Molecular Motions and Hydrogen-Bonding Networks in (o-Aminoanilinium)–(Crown Ethers)–[PMo12O40]4− Crystals

Abstract

Abstract Single crystals formed from hydrogen-bonding supramolecular cations of o-aminoanilinium (HOPD+)–crown ethers, (HOPD+)([12]crown-4), (HOPD+)([15]crown-5), and (HOPD+)([18]crown-6), and one-electron-reduced [PMo12O40]4− Keggin-type clusters were synthesized. The crystal structures and dielectric responses of the three new compounds (HOPD+)4([12]crown-4)4[PMo12O40]4−·4CH3CN (1), (HOPD+)4([15]crown-5)4[PMo12O40]4− (2), and (HOPD+)4([18]crown-6)4[PMo12O40]4−·8CH3CN (3) were examined. The CH3CN molecules in salts 1 and 3 were included in zero-dimensional pores and one-dimensional channels, respectively; higher thermal stability was observed in the former lattice because of its extended hydrogen-bonding network. Large frequency- and temperature-dependent dielectric responses were confirmed in salts 2 and 3, whereas the dielectric response of salt 1 was quite small.

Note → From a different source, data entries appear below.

PR #1773, opened 2024-05-10
perf:remove expander type enum

xiaoweim:
### Change description

Remove the expander type enum to support third party expanders.

### Tests you have done
 `make e2e-test`


experiments/compositions/composition/go.mod
```diff
@@ -1,12 +1,11 @@
 module google.com/composition
 
-go 1.22
+go 1.22.0
```
barney-s, line 3: what is this change for ?

PR #1776, opened 2024-05-11
Cleanup: Fix release manifest target

barney-s:
### Change description

Cleanup: Fix release manifest target.

This is to avoid changes in release files everytime some-one tests locally.

- Add a separate make release-manifests target for release to CC
- Rename existing release-* to release-test-* to indicate they are not official release targets
- Generate release-test* manifests in release/test which is .gitignore'd
- Change test files to use manifests from release/test/* folder
- Add separate kustomization target under config/release


experiments/compositions/composition/config/release/manager_auth_proxy_patch.yaml
```diff
@@ -0,0 +1,53 @@
...
+          limits:
+            cpu: 500m
+            memory: 512Mi
+          requests:
+            cpu: 5m
+            memory: 128Mi
+      - name: manager
+        args:
+        - "--health-probe-bind-address=:8081"
+        - "--metrics-bind-address=127.0.0.1:8080"
```
cheftako, line 52: Shouldn't the metrics port also be declared as a container port?

barney-s: This is a copy of the kubebuilder generated patch. I dont normally touch these files. Can check.

barney-s: https://book.kubebuilder.io/reference/metrics.html#protecting-the-metrics

barney-s: https://github.com/brancz/kube-rbac-proxy/#motivation

PR #1721, opened 2024-05-07
feat: use LoggingLogBucketRef

acpana:
Start using the LoggingLogBucketRef!

PR #1779, opened 2024-05-13
LoggingLogMetric: honor resourceID on creation

justinsb:
By passing the spec to KRMToAPI, we can defend against this.

### DIFF
--- a/pkg/controller/direct/logging/logmetric_controller.go
+++ b/pkg/controller/direct/logging/logmetric_controller.go
@@ -173,7 +173,8 @@ func (a *logMetricAdapter) Create(ctx context.Context, u *unstructured.Unstructu
 		}
 	}
 
-	logMetric := convertKCCtoAPI(a.desired)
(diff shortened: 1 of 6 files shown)


pkg/controller/direct/logging/logmetric_controller.go
```diff
@@ -173,7 +173,8 @@ func (a *logMetricAdapter) Create(ctx context.Context, u *unstructured.Unstructu
 		}
 	}
 
-	logMetric := convertKCCtoAPI(a.desired)
+	logMetric := convertKCCtoAPI(&a.desired.Spec)
+	logMetric.Name = a.resourceID
```
yuwenma, line 177: I like this. Shall this be our general solution for resourceID <-> resource name mapping? 
Also, I'm wondering what we have and have not determined in the previous discussions https://github.com/GoogleCloudPlatform/k8s-config-connector/pull/1721#discussion_r1594810095

PR #1781, opened 2024-05-13
mockgcp: Support for bigtable

justinsb:
This is tricky because our current is actually not using REST
(uniquely so!), so our normal interception method doesn't work.


mockgcp/mockbigtable/cluster.go
```diff
@@ -0,0 +1,255 @@
...
+	longrunning "google.golang.org/genproto/googleapis/longrunning"
+	"google.golang.org/grpc/codes"
+	"google.golang.org/grpc/status"
+	"google.golang.org/protobuf/proto"
+	"google.golang.org/protobuf/types/known/emptypb"
+	"google.golang.org/protobuf/types/known/timestamppb"
+
+	"github.com/GoogleCloudPlatform/k8s-config-connector/mockgcp/pkg/storage"
+	pb "google.golang.org/genproto/googleapis/bigtable/admin/v2"
+	// pb "github.com/GoogleCloudPlatform/k8s-config-connector/mockgcp/generated/mockgcp/bigtable/admin/v2"
```
yuwenma, line 32: Is this intended?  I think we want to mock the proto anyways to control the expectations.
Do you mind adding a comment about this change?

mockgcp/mockbigtable/cluster.go
```diff
@@ -0,0 +1,255 @@
...
+
+	obj := &pb.Cluster{}
+	if err := s.storage.Get(ctx, fqn, obj); err != nil {
+		return nil, err
+	}
+
+	return obj, nil
+}
+
+func (s *instanceAdminServer) ListClusters(ctx context.Context, req *pb.ListClustersRequest) (*pb.ListClustersResponse, error) {
```
yuwenma, line 51: I'm curious about this LIST call exploration. Is it for the re-reconciliation improvement or this is how the current TF-based controller uses? 
Maybe we want to have a GET method anyways. So we can add the direct controller now .

mockgcp/mockbigtable/instance.go
```diff
@@ -0,0 +1,250 @@
...
+		obj.Name = clusterFQN
+		if err := s.populateDefaultsForCluster(obj); err != nil {
+			return nil, err
+		}
+		if err := s.storage.Create(ctx, clusterFQN, obj); err != nil {
+			return nil, err
+		}
+	}
+
+	zone := "us-west1-b" // TODO
```
yuwenma, line 135: nit: "us-central1-a"? So the instance, cluster and table will be in the same zone.

mockgcp/tools/gapic/pkg/sorted/map.go
```diff
@@ -51,16 +51,6 @@ func (m *Map[K, V]) Entries() []Entry[K, V] {
 	return m.entries
 }
 
-func (m *Map[K, V]) Get(k K) V {
```
yuwenma, line 54: This function seems to be good, shall we keep it?

justinsb: It was duplicated from a few lines up.  I assume we fixed it in another PR.  I'll rebase!

mockgcp/mockbigtable/cluster.go
justinsb: The challenge is that Terraform uses GRPC today, and so if we change the name we might have problems.  I agree consistency would probably be better, so let me take a look at what we can do.

(The other option is to always use the "real" protos when we can - i.e. take this approach everywhere - the problem is that we might lose some control over the evolution of the proto schema.  But OTOH we aren't changing them anyway)

justinsb: So the issue is that we get "unknown service google.bigtable.admin.v2.BigtableInstanceAdmin", because we have renamed that service to `mockgcp.bigtable.admin.v2...` to avoid collisions.

Given this, I propose we go with what we have here.  If we can use the Protos as is, and only generate the GRPC gateway bindings, that _is_ easier (as we don't have to mess with the Protos).  It won't work for everything, but I proposed we use this one as an experiment for this simpler approach.

I'll add a comment!

mockgcp/mockbigtable/cluster.go
justinsb: This is just the mockgcp, so these are the calls that the terraform uses.  A bigtable Instance has a list of clusters in it: https://cloud.google.com/config-connector/docs/reference/resource-docs/bigtable/bigtableinstance

During reconciliation, terraform lists all the clusters and tries to match them.

mockgcp/mockbigtable/instance.go
justinsb: Good call.  It is odd that this is zonal TBH :-)  But we don't need to worry about it _too_ much for our mocks!

mockgcp/mockbigtable/cluster.go
yuwenma: I see. guess TF has some special reason to do that.

yuwenma (commented):
/lgtm

justinsb:
I think I've tackled the questions, so cancelling the hold

/hold cancel

PR #1782, opened 2024-05-13
chore: Don't require headers on generated testdata

justinsb:
This doesn't seem to add anything, and it causes a lot of friction.


Makefile
```diff
@@ -100,6 +100,7 @@ fmt:
 	-ignore "operator/config/gke-addon/image_configmap.yaml" \
 	-ignore "operator/config/rbac/cnrm_viewer_role.yaml" \
 	-ignore "operator/vendor/**" \
+	-ignore "**/testdata/**/_*" \
```
yuwenma, line 103: Sure! But why not?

The fixed orientation of HOPD+ because of the hydrogen-bonding network was consistent with the dielectric property of salt 1. In contrast, large magnitudes of dielectric responses in the temperature range above 280 K were observed for salt 3. Thermal motions of CH3CN molecules in the channel were the origin of such dielectric responses. In salt 2, the thermally activated coupled motion of the orthogonally arranged HOPD+ pair along the C–NH3+-axis with the potential energy barrier of ca. 80 kJ mol−1 resulted in large dielectric responses.